You have to understand the movement in context. The preceding decades were
dominated by the faux-organic elements in Art Nouveau - which wasn't any less
stylised or artificial.

[https://en.wikipedia.org/wiki/Art_Nouveau#/media/File:The_Pe...](https://en.wikipedia.org/wiki/Art_Nouveau#/media/File:The_Peacock_Room.jpg)

Meanwhile the working poor were living in slums.

[https://i2-prod.birminghammail.co.uk/incoming/article1085739...](https://i2-prod.birminghammail.co.uk/incoming/article10857395.ece/ALTERNATES/s810/slum.jpg)

So one of the motivations for the Bauhaus was affordable humane mass housing.
It wasn't entirely successful - a lot of blocks/projects turned into concrete
slums themselves - but it was still better in practical ways than existing
slum architecture, which didn't even have indoor bathrooms.

It's easy to point out the mistakes and get lost in nostalgia for some kind of
architectural golden age. But that age never existed.

For all its many faults, the Bauhaus succeeded in raising the quality of basic
housing, and in pioneering mass market affordable industrial furniture
manufacture.

It also had a lingering influence on industrial consumer design of other goods
- including computers.

At the corporate scale, critics tend to like this kind of thing:

[https://www.somersethouse.org.uk/sites/default/files/styles/...](https://www.somersethouse.org.uk/sites/default/files/styles/header_desktop/public/The%20Edmond%20J.%20Safra%20Fountain%20Court%2C%20Somerset%20House%2C%20Image%20by%20Kevin%20Meredith%20361_1.jpg)

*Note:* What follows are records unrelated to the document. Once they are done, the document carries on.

Issue #2136, opened 2026-01-16
Bad Type Variable resolution with outer context (dict.get)


randolf-scholz:
### Describe the Bug

In the example below, I create a `dict`-like class

```python
from typing import Any, reveal_type

class Map[K, V]:
    def set(self, key: K, value: V) -> None: ...
    def get[T=None](self, key: Any, default: T = None, /) -> V | T: ...

d_any: Map[str, Any] = Map()

# as expected, these are both `Any | None`
reveal_type(d_any.get("key"))  # Any | None  ✅️
reveal_type(d_any.get("key", None))  # Any | None  ✅️
# outer context should not overrule the argument type!
result: str = reveal_type(d_any.get("key", None))  # Any | str ❌️
```

## Expectation

`d_any.get("key", None)` produces `Any | None`, and we have `str` as outer context. This gives an unsolvable situation for the type variable `T` as we would need both `T <: str` and `T :> None`. It seems `pyrefly` gives priority to the outer constraint `T <: str` here, which seems misguided and leads to an illogical error message:

> Argument `None` is not assignable to parameter `default` with type `str` in function `Map.get`

[...]

PR #2146, opened 2026-01-18
Fix outer context hints overriding argument types in generic calls (#2136)

jackulau:
# Summary

Added selective hint fallback for generic function calls
Added `has_error_kind()` method to `ErrorCollector` for checking specific error types
Preserves type variable bound violations while fixing hint-induced argument errors
# Problem

When calling generic functions with an outer type hint from an assignment context, the hint was incorrectly constraining type variable resolution:

```python
d_any: Map[str, Any] = Map()
result: str = d_any.get("key", None)  # Was: error on argument type
                                      # Should: error on assignment
```

The type checker was using the `str` hint to solve `T`, then erroring that `None` doesn't match `str`, instead of correctly reporting that `Any | None` is not assignable to `str`.

# Solution

When a generic function call with a hint produces errors:

1. Check if errors are `BadSpecialization` (type variable bound violations)
2. 2. If NOT bound violations → retry without hint (hint-induced errors)
3. 3. If bound violations → keep the errors (legitimate type checking)
This ensures:
- Outer context hints don't incorrectly constrain argument types
- - Type variable bound checking still works correctly
# Test plan

- Added `test_call_hint_does_not_override_arg` for the reported issue
- - Verified `test_nested_call_preserves_bound` still passes
- - All 3542 tests pass

### DIFF
--- a/pyrefly/lib/alt/call.rs
+++ b/pyrefly/lib/alt/call.rs
@@ -867,54 +867,253 @@ impl<'a, Ans: LookupAnswer> AnswersSolver<'a, Ans> {
                         metadata,
                     },
                 ),
-            ) => self.callable_infer(
-                signature,
-                Some(&metadata.kind),
-                tparams.as_deref(),
-                Some(obj),
-                args,
-                keywords,
-                range,
-                errors,
-                errors,
-                context,
-                hint,
-                ctor_targs,
-            ),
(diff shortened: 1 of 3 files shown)


rchen152:
@jackulau Apologies that this slipped through the cracks! I'll try to get to this as soon as I can, although my review queue is a little backed up right now.

yangdanny97:
I'm going to re-trigger mypy primer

It certainly has its charms compared to a glass wall skyscraper. But copying
an 18th century style today would be strange. And it's also a very expensive
way to build.

In fact, when modern architects try to aim for that style they get it
hopelessly wrong.

[https://en.wikipedia.org/wiki/Poundbury#/media/File:Queen_Mo...](https://en.wikipedia.org/wiki/Poundbury#/media/File:Queen_Mother_SQUARE,_Poundbury,_Dorset.jpg)

One answer is to move on from 20th century modernism with new techniques,
including computer-assisted generative and parametric design to create new
ideas about form and decoration.

[https://media.wired.com/photos/5927176ff3e2356fd800b6f4/mast...](https://media.wired.com/photos/5927176ff3e2356fd800b6f4/master/w_2264,c_limit/01.-Heydar-
Aliyev-Center-Baku_photo-by-Hufton-Crow.jpg)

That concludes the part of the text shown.